As a licensed Auctioneer I find this really unique and interesting! And we have a few "Lion" ones among us to this day indeed!!
 
I'd be willing to bet my next straight razor purchase that the stamping refers to "Licensed Auctioneer".
Edit: Unless the OP post was tongue in cheek. In that case, never mind!
I'm having fun with it, but it's not tongue in cheek. You can tell it's not LICN but LION with an imprecise O by comparing with the C in AUCTIONEER which serifed and obviously different. I do leather work and know a slight lean on the tool can give that sort of impression. The O was struck while the stamp was leaning to the left (or a glancing blow on the left side of the tool), the N with it leaning diagonally up and to the left - you can see the top left is a deeper impression. Also the LION on the case is perfectly clear.

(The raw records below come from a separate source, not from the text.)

PR #12819, opened 2026-07-06
chore(rust): strip aggressive optimization to improve compile time

KSXGitHub:
## Summary

Before this PR, on a workstation with 64 GB of RAM and 28 CPU cores, the clean compilation of all dependency crates and all workspace crates (sans the final binary) takes about 1 minute. The linking time of the final binary take about 7 minutes.

Unlike the crates, the linking time doesn't benefit from incremental compilation.

As a consequence, the benchmark CI also take a long time to finish.

This PR removes the aggressive optimization from the `--release` mode. It makes the assumption that micro-optimization doesn't affect the overall performance significantly.

An alternative approach is to define a profile named `benchmark` separated from the `release` profile. But this would also mean that the benchmarks no longer measure the final binary actually released.

## Squash Commit Body

```text
Reduce linking time at the expense of insignificant performance impact.
```

## Summary by CodeRabbit

* **Performance**
  * Updated release build settings to streamline compilation while preserving optimized, stripped production builds.

### DIFF
--- a/Cargo.toml
+++ b/Cargo.toml
@@ -264,8 +264,6 @@ wildcard_dependencies   = "warn"
 
 [profile.release]
 opt-level     = 3
-lto           = "fat"
-codegen-units = 1
 strip         = "symbols"
 debug         = false
 panic         = "abort"   # Let it crash and force ourselves to write safe Rust.
--- a/Cargo.toml
+++ b/Cargo.toml
@@ -263,10 +263,10 @@ redundant_feature_names = "warn"
 wildcard_dependencies   = "warn"
 
 [profile.release]
-opt-level     = 3
-strip         = "symbols"
-debug         = false
-panic         = "abort"   # Let it crash and force ourselves to write safe Rust.
+opt-level = 3
+strip     = "symbols"
+debug     = false
+panic     = "abort"   # Let it crash and force ourselves to write safe Rust.
 
 # Use the `--profile release-debug` flag to show symbols in release mode.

It's what makes me think it's a one off, or perhaps a very low production run for advertising gifts as if it was a volume production a plate for the full debossing would have been made and the character alignment would be better and it wouldn't have the variance in individual letter impressions.

I won't hold you to the bet, but thanks for the input :001_smile
 
There are many blade where the stamps are not uniform in depth. To my eyes it clearly shows LICN on the tang but the box looks like LION. But given the stamping on the box doesn't look very precise it probably just ran together. It could have been a short run that this guy used for advertising or something. Any way its a great score.